Ten-Minute Guide To Network Security
The Internet can be a dangerous place, full of viruses, worms and hackers bent on doing harm to your network. "Security first" has become a kind of mantra for IT professionals and CIOs, while regulations like Sarbanes-Oxley have made network protection as much a question of legal responsibility as good business sense.
But between upgrading the local area network (LAN) to Gigabit Ethernet, deploying voice over IP (VoIP), putting out network fires and making sure everything runs smoothly, many IT managers are already stretched to the limit. Security can be a complex, expensive and time-consuming business.
Nevertheless, every great journey begins with a single step, and even if you only have ten minutes to devote to the project, you can still use that time to get the security ball rolling. "I think the key is not to think about securing your network in ten minutes," says Jason Hilling, Director of Managed Security Services Product Management at Internet Security Systems, "but to get the whole process started in those ten minutes."
So if you've got free ten minutes, here's what to do --- follow our ten-minute guide to network security.
Evaluate your security policy: Every organization needs some kind of security policy, but it is often surprising how many do not. The problem, of course, is that network security is often perceived as a technological problem that you can throw money and gadgets at to make better. If things were that simple, then worms and hackers would be a thing of the past.
"Every organization needs a policy to ensure that processes and procedures are in place to ensure security," Hilling says. "What are the acceptable use criteria? How are your systems built and have to ensured that there are no extraneous devices in the network or applications on networked devices? What are the acceptable communications applications? These are all things that you can deal with."

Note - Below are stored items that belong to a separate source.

PR #134, opened 2017-04-26
ENH: Store error on runs without verbose

### LINKED ISSUE #127: save verbose output in a temp file if `--verbose` is not supplied
@ElDeveloper suggested this on the dev call today. Basically do what Sphinx does where stdout/stderr gets logged in a temp directory, unless `--verbose` is supplied. Having this feature would help with getting verbose output if the user doesn't supply `--verbose` and the error takes awhile to trigger.

jakereps:
Changes behavior to write to a temporary file on error, allowing users to retrieve the information without needing to rerun the process using `--verbose`.

Resolves #127

### DIFF
--- a/q2cli/commands.py
+++ b/q2cli/commands.py
@@ -204,17 +204,15 @@ class ActionCommand(click.Command):
         actions_module = importlib.import_module(module_path)
         action = getattr(actions_module, self.action['id'])
 
-        stdout = os.devnull
-        stderr = os.devnull
+        p_read, p_write = os.pipe()
         if verbose:
             # `qiime2.util.redirected_stdio` defaults to stdout/stderr when
             # supplied `None`.
-            stdout = None
-            stderr = None
+            p_write = None
 
         try:
-            with qiime2.util.redirected_stdio(stdout=stdout,
-                                              stderr=stderr):
+            with qiime2.util.redirected_stdio(stdout=p_write,
+                                              stderr=p_write):
                 results = action(**arguments)
         except Exception as e:
             import traceback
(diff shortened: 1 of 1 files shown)


ebolyen:
Do we want to "retroactively capture" stdout and stdin?

jakereps:
Do you mean in addition to the traceback @ebolyen, so like also storing stdout/stdin?

ebolyen:
Yeah! Thats where errors for subprocess calls actually show up.

ebolyen:
@jakereps verbose is actually assuming that stdio hasn't been discarded: 
https://github.com/jakereps/q2cli/blob/4049624333faa4c2b6bb2f02d0a4f20a22c79206/q2cli/commands.py#L207-L218

We should probably put stdio into a temporary file if verbose isn't set. (Technically we just need a file-descriptor, so I think a pipe might also work.) We can then erase that if there isn't an exception.

jairideout:
`s/stdin/stderr/g`

(We don't care about stdin)

q2cli/commands.py
```diff
@@ -217,15 +217,24 @@ def __call__(self, **kwargs):
...
                 click.echo(err=True)
                 self._echo_plugin_error(e, 'See above for debug info.')
             else:
-                self._echo_plugin_error(
-                    e, 'Re-run with --verbose to see debug info.')
+                import tempfile
+                log_path = tempfile.NamedTemporaryFile(prefix='qiime2-err-',
+                                                       suffix='.log',
+                                                       delete=False)
+                with open(log_path.name, 'w+') as fh:
```
jairideout: This won't work on Windows (possibly other platforms) -- it is opening a second file handle to the temp file in `w+` mode (if that file even existed on the filesystem, which differs by platform). `log_path` is already a file-like object in `w+` mode.

I think we want to use a context manager to handle the temporary file object:

```python
with tempfile.NamedTemporaryFile(prefix='qiime2-q2cli-err-', suffix='.log', delete=False) as fh:
    traceback.print_exc(file=fh)
    log_path = fh.name

...
```

Also note that I modified the temp file prefix to include q2cli in the name, just to make it clear what q2 interface is creating the log.

q2cli/commands.py
```diff
@@ -217,15 +217,24 @@ def __call__(self, **kwargs):
...
+                    traceback.print_exc(file=fh)
+                click.echo(err=True)
+                self._echo_plugin_error(e,
+                                        'The full traceback has been saved to '
```
jairideout: Change to:

"Debug info has been saved to `<foo>`."

jakereps:
Thanks @ebolyen and @jairideout! I've addressed both of your comments.

q2cli/commands.py
```diff
@@ -225,16 +223,18 @@ def __call__(self, **kwargs):
...
-                                                       delete=False)
-                with open(log_path.name, 'w+') as fh:
+                with tempfile.NamedTemporaryFile(prefix='qiime2-q2cli-err-',
+                                                 suffix='.log',
+                                                 delete=False, mode='w') as fh:
+                    log_path = fh.name
+                    # Close p_write as .read() searchs for EOF, meaning it will
+                    # hang on the next line that is trying to read the pipe
+                    os.close(p_write)
+                    fh.write(os.fdopen(p_read).read())
```
ebolyen: You may be able to use `os.dup2` here, but I'm not certain.

jairideout:
Thanks @jakereps! I noticed that the pipe's file descriptors can be left open in a few of the codepaths, and unfortunately there isn't a pipe/filedesc context manager so the code may get a bit messy. I have another strategy that can handle this issue and reduce some of the code duplication. Let's discuss when you're in the office today, and if not I'll write up a description here.

PR #136, opened 2017-04-26
ENH: Add --quiet flag to method calls

### LINKED ISSUE #125: Support for --silent
In general, the output information about what artifacts are created is very useful (and I really like clean use of colors). However, there are times when it would be nice to not have this output (e.g., scripting). This could be exposed, similar to the `--verbose` flag as a `--silent` flag, in which output normally directed to stdout is not shown.

jakereps:
Adds `--quiet` flag to `q2cli` that will suppress the success message once a method has been ran and the result objects saved.

Resolves #125

### DIFF
--- a/q2cli/commands.py
+++ b/q2cli/commands.py
@@ -240,9 +240,9 @@ class ActionCommand(click.Command):
                 log.close()
                 os.remove(log.name)
 
-        if not quiet:
-            for result, output in zip(results, outputs):
-                path = result.save(output)
+        for result, output in zip(results, outputs):
+            path = result.save(output)
+            if not quiet:
                 click.secho('Saved %s to: %s' % (result.type, path),
                             fg='green')
 
@@ -266,6 +266,10 @@ class ActionCommand(click.Command):
 
         verbose = self.verbose_handler.get_value(kwargs, fallback=cmd_fallback)
         quiet = self.quiet_handler.get_value(kwargs, fallback=cmd_fallback)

Hilling concedes that it takes time to develop a security policy and that no one can get the job done in ten minutes over coffee. But like all processes, this one can get underway quickly, with the decision to start and the selection of a manager who'll be responsible to plan and implement the policy.
Vulnerability Management: "One of the most important things you can do when you have limited time is to find out where you are vulnerable," Hilling says. "To a certain extent, everything follows from this."
As with the creation of a security policy, an audit of an organization's vulnerabilities can be a very daunting and complex process. "But the process has to be done," Hilling says. "Most security problems aren't related to the wily, determined hacker who uses his cunning to get into your network, they're more likely related to worms and denial of service (DoS) attacks."
Worms and DoS attacks exploit known network vulnerabilities. Consequently, the best way to defend against them is to find the flaws before the attackers do. It will take time to sift through every switch, router and server on your network, of course, but Hilling is quick to point out that it takes virtually no time at all to start the process and delegate someone to see it through.
Patch management: "Once you have the process in place to identify vulnerabilities, you then have to ask how you are going to patch them," Hilling says. "Patching can be the most important thing you can do."
As with everything else, this can be an involved process, but Hilling points out that it takes second to decide to implement a patching strategy and another minute to delegate someone to oversee it. "Patching is something that organizations can easily fall behind on," Hilling says. "Someone has to be responsible to see that that doesn't happen."
Get informed: The best way to stay on top of security vulnerabilities, of course, is to make sure you know about them before they bit you in the tender parts. That means taking the time to scan the latest warnings and maybe even reading your favorite networking or security websites over coffee. It doesn't take long to stay informed once you are informed but, as with everything else, you have to take the time to start the process.
"There are a lot of solutions that can bring security intelligence to you," Hilling says. "If you don't have the time to address security yourself, any good managed service provider will deliver intelligence to its customers about what's out there."
Go shopping: Even if security is not strictly a technology issue, you need technology to secure your network. It's probably not a good idea to drop $10,000 on intrusion prevention systems and firewalls in ten minutes -- and the board of directors would have your head if you did -- but it only takes a few minutes to see what what's out there.
Think of it as security window shopping, but take the time to think about what you need and how you will deploy it. "You need to look at security technologies from three levels," Hilling says. "First, what do I need to do to protect the network as a whole, secondly, what do I need to protect my servers. Finally, how will security impact my end users."